Narrow the data below down to the lines containing "skipJobTriggers".

» **Supplied data**
────────────────────
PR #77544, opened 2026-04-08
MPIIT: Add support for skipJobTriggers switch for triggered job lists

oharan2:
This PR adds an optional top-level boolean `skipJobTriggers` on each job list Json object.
────────────────────
» **Answer area**
MPIIT: Add support for skipJobTriggers switch for triggered job lists
This PR adds an optional top-level boolean `skipJobTriggers` on each job list Json object.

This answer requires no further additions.